Jetzt strahlen die Malediven im Hochglanz unglaublicher Luxusresorts und für den Normaltaucher bleiben nur ein paar Krümel. Wenn ich Krümel möchte, dann schau ich mir die Sesamstarße an und habe Spaß. Dazu muss ich mir nicht teure Enttäuschungen mitten im Indik abholen.
SHAVIYANI-ATOLL – Marriott International präsentiert das JW Marriott Maldives Resort & Spa, das erreichte mich heute unter anderem als Pressenews.

Pressetext weiter: Das beeindruckende neue Resort verfügt über 60 geräumige Villen, je ab ca. 233 Quadratmeter groß, die jeweils über einen privaten Pool und eine sonnige Terrasse verfügen. Besonderen Luxus bieten die Duplex Overwater-Pool-Villen sowie die eingeschossigen Overwater-Pool-Villen….

60 Villen mit je 233 Quadratmeter Grundfläche müssen klimatisiert werden. Die Bausubstanz ist im Vergleich zu den hier geltenden Maßstäben mehr als jämmerlich.

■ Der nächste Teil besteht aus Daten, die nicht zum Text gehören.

PR #144, opened 2024-02-05
Create mt_joiner.py

hopedisastro:
Script for our niche case where 200 samples had 6M loci genotyped, but the rest of the cohort had only a subset of the loci genotyped. Aim is to throw away the 'extra' loci that were only genotyped in the 200 samples, when creating the combined MT

### DIFF
--- a/str/helper/mt_joiner.py
+++ b/str/helper/mt_joiner.py
@@ -36,7 +36,7 @@ def main(mt_path_1, mt_path_2):
 
     #rekey by REPID
     mt_1 = mt_1.annotate_rows(REPID = mt_1.info.REPID)
-    mt_1 = mt_1.key_rows_by(REPID = mt_1['REPID'], alleles = mt_1['alleles'])
+    mt_1 = mt_1.key_rows_by(REPID = mt_1['REPID'])
 
     print(f'{mt_path_1} dimensions: {mt_1.count()}')
 
@@ -44,7 +44,7 @@ def main(mt_path_1, mt_path_2):
 
     #rekey by REPID
     mt_2 = mt_2.annotate_rows(REPID = mt_2.info.REPID)
-    mt_2 = mt_2.key_rows_by(REPID = mt_2['REPID'], alleles = mt_2['alleles'])
+    mt_2 = mt_2.key_rows_by(REPID = mt_2['REPID'])
 
     print(f'{mt_path_2} dimensions: {mt_2.count()}')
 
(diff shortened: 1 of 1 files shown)


str/helper/mt_joiner.py
```diff
@@ -0,0 +1,59 @@
...
+@click.command()
+def main(mt_path_1, mt_path_2):
+    """joins two Hail matrix tables together and writes combined mt to GCS"""
+
+    init_batch()
+    mt_1 = hl.read_matrix_table(mt_path_1)
+
+    # rekey by REPID
+    mt_1 = mt_1.annotate_rows(REPID=mt_1.info.REPID)
+    mt_1 = mt_1.key_rows_by(REPID=mt_1['REPID'])
```
MattWellie, line 39: This doesn't feel like the right syntax (but maybe it is?). AFAIK key_rows_by takes Strings, so this would be 
```suggestion
    mt_1 = mt_1.annotate_rows(REPID=mt_1.info.REPID)
    mt_1 = mt_1.key_rows_by('REPID')
```

As a side note, do you want to re-key prior to exporting, or do you want this data keyed on REPID?

hopedisastro: I want to keep it keyed by REPID.

hopedisastro: Either syntax is fine :)

str/helper/mt_joiner.py
```diff
@@ -0,0 +1,59 @@
...
+    mt_1 = mt_1.annotate_rows(REPID=mt_1.info.REPID)
+    mt_1 = mt_1.key_rows_by('REPID')
+
+    print(f'{mt_path_1} dimensions: {mt_1.count()}')
+
+    mt_2 = hl.read_matrix_table(mt_path_2)
+
+    # rekey by REPID
+    mt_2 = mt_2.annotate_rows(REPID=mt_2.info.REPID)
+    mt_2 = mt_2.key_rows_by(REPID=mt_2['REPID'])
```
hopedisastro, line 47:
```suggestion
    mt_2 = mt_2.key_rows_by('REPID')
```

hopedisastro:
as a note, because this isn't a proper VCF merge, some of the row fields eg "alleles" will not be reflective of the whole cohort (it will be reflective of the first mt passed in). But I think this is OK because I will not be using these particular fields, and focusing mostly on the entry level fields.

MattWellie (approved):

Der Strom für die dafür erforderlichen Generatoren wird aus Diesel produziert. Da geht richtig was ab. Diesel generell ist ok als Treibstoff in modernen KFZ mit aller Technik zum Umweltschutz wie hier in Deutschland. Dort, im „Paradies“ geht alles volles Rohr in den blauen Himmel zwischen den Palmen. Schlechtes dem, der Schlechtes denkt. Doch wer die „Kohle“ hat, dem ist das doch total egal.

Also, wohin jetzt mit vielleicht gutem Gewissen, dem weinerlichen Ambiente und seinem Höhepunkt zu entfliehen? Vielleicht mal auf kurzem Weg in sich selbst? Nicht mit einem Flugticket in der Hand und dem Tauchrucksack auf dem Rücken in der Schlange am Airlinecounter zeigen, wie cool man ist? Das ist ja auch nur Mainstream in dieser Gruppe. Dazu will man aber gar nicht gehören. Langsam wird’s eng mit Flucht und Individualität.

Bleiben Sie entspannt, richtig gute Lebkuchen, nicht die, aus dem Supermarktcanyon, schmecken wunderbar. Dominosteine schmelzen unter südlicher Sonne schnell und werden ungenießbar. Seien Sie ehrlich, einen Hauch vom 24 12 können Sie auch nicht außen an der Tür Ihres Jets nach irgendwo hängen lassen. Das alles macht man ehrlich mit sich selbst aus. Ohne Flucht.